[Stored items]
PR #7273, opened 2016-11-27
ttfautohint 1.6

lemzwerg:
Also reactivate Qt support.

### DIFF
--- a/Formula/ttfautohint.rb
+++ b/Formula/ttfautohint.rb
@@ -1,8 +1,8 @@
 class Ttfautohint < Formula
   desc "Auto-hinter for TrueType fonts"
   homepage "https://www.freetype.org/ttfautohint"
-  url "https://downloads.sourceforge.net/project/freetype/ttfautohint/1.5/ttfautohint-1.5.tar.gz"
-  sha256 "644fe721e9e7fe3390ae1f66d40c74e4459fa539d436f4e0f8635c432683efd1"
+  url "https://downloads.sourceforge.net/project/freetype/ttfautohint/1.6/ttfautohint-1.6.tar.gz"
+  sha256 "e41013f710c306538ff5b2f1b4d9a5b24bda031fb73fabcaf02a21b8edd71be5"
 
   bottle do
     cellar :any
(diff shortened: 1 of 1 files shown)


lemzwerg:
Can someone please help me interpret the failure messages?  What has ttfautohint to do with pdf2htmlex?  Is this *my* problem?  Were the actual build tests for ttfautohint (and ttfautohintGUI) successful?

ilovezfs:
pdf2htmlex depends on ttfautohint. So it is responsibility of a pull request that changes ttfautohint to make sure that it doesn't break pdf2htmlex.

As of https://github.com/Homebrew/legacy-homebrew/commit/cb6ca498 pdf2htmlex also uses a vendored version of fontforge.

The fontforge in the pdf2htmlex bottle links to giflib, but pdf2html doesn't declare a dependency on giflib. So `brew install pdf2htmlex` does not install giflib, and unless you happen to have giflib installed for some reason, the installation of pdf2htmlex is broken because it's linking to giflib files that aren't installed.

So pdf2htmlex is already currently broken regardless of this PR. So we have to decide whether to fix it before this PR, as part of this PR, or after this PR.

The good news is that the current version of pdf2htmlex looks like it may no longer need a vendored version of fontforge, and may be able to simply depend on the fontforge formula.

If you don't want to fix pdf2htmlex as part of this PR, I can do that for you, and then we can re-run CI on this PR. Let me know how you'd like to proceed.

lemzwerg:
Thanks for the explanation.  I'm not a real Homebrew user (running GNU/Linux all the time), only updating the formula for my ttfautohint program – and right now even away from my Mac that I use only to test whether the updated homebrew formula works...  So if you can manage to fix pdf2htmlex and re-run CI, this would be really a big help!

ilovezfs:
>Thanks for the explanation.

You're welcome.

>So if you can manage to fix pdf2htmlex and re-run CI, this would be really a big help!

Will do!

ilovezfs:
@BrewTestBot test this please

lemzwerg:
Thanks a lot for your help!  Everything seems fine now.

ilovezfs:
@lemzwerg you're welcome

ilovezfs:
@lemzwerg :rocket: thanks for your contribution to Homebrew!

• **Your goal**
All of the records go in your answer, copied exactly.

• **Exercise result**
PR #7273, opened 2016-11-27
ttfautohint 1.6

lemzwerg:
Also reactivate Qt support.

### DIFF
--- a/Formula/ttfautohint.rb
+++ b/Formula/ttfautohint.rb
@@ -1,8 +1,8 @@
 class Ttfautohint < Formula
   desc "Auto-hinter for TrueType fonts"
   homepage "https://www.freetype.org/ttfautohint"
-  url "https://downloads.sourceforge.net/project/freetype/ttfautohint/1.5/ttfautohint-1.5.tar.gz"
-  sha256 "644fe721e9e7fe3390ae1f66d40c74e4459fa539d436f4e0f8635c432683efd1"
+  url "https://downloads.sourceforge.net/project/freetype/ttfautohint/1.6/ttfautohint-1.6.tar.gz"
+  sha256 "e41013f710c306538ff5b2f1b4d9a5b24bda031fb73fabcaf02a21b8edd71be5"
 
   bottle do
     cellar :any
(diff shortened: 1 of 1 files shown)


lemzwerg:
Can someone please help me interpret the failure messages?  What has ttfautohint to do with pdf2htmlex?  Is this *my* problem?  Were the actual build tests for ttfautohint (and ttfautohintGUI) successful?

ilovezfs:
pdf2htmlex depends on ttfautohint. So it is responsibility of a pull request that changes ttfautohint to make sure that it doesn't break pdf2htmlex.

As of https://github.com/Homebrew/legacy-homebrew/commit/cb6ca498 pdf2htmlex also uses a vendored version of fontforge.

The fontforge in the pdf2htmlex bottle links to giflib, but pdf2html doesn't declare a dependency on giflib. So `brew install pdf2htmlex` does not install giflib, and unless you happen to have giflib installed for some reason, the installation of pdf2htmlex is broken because it's linking to giflib files that aren't installed.

So pdf2htmlex is already currently broken regardless of this PR. So we have to decide whether to fix it before this PR, as part of this PR, or after this PR.

The good news is that the current version of pdf2htmlex looks like it may no longer need a vendored version of fontforge, and may be able to simply depend on the fontforge formula.

If you don't want to fix pdf2htmlex as part of this PR, I can do that for you, and then we can re-run CI on this PR. Let me know how you'd like to proceed.

lemzwerg:
Thanks for the explanation.  I'm not a real Homebrew user (running GNU/Linux all the time), only updating the formula for my ttfautohint program – and right now even away from my Mac that I use only to test whether the updated homebrew formula works...  So if you can manage to fix pdf2htmlex and re-run CI, this would be really a big help!

ilovezfs:
>Thanks for the explanation.

You're welcome.

>So if you can manage to fix pdf2htmlex and re-run CI, this would be really a big help!

Will do!

ilovezfs:
@BrewTestBot test this please

lemzwerg:
Thanks a lot for your help!  Everything seems fine now.

ilovezfs:
@lemzwerg you're welcome

ilovezfs:
@lemzwerg :rocket: thanks for your contribution to Homebrew!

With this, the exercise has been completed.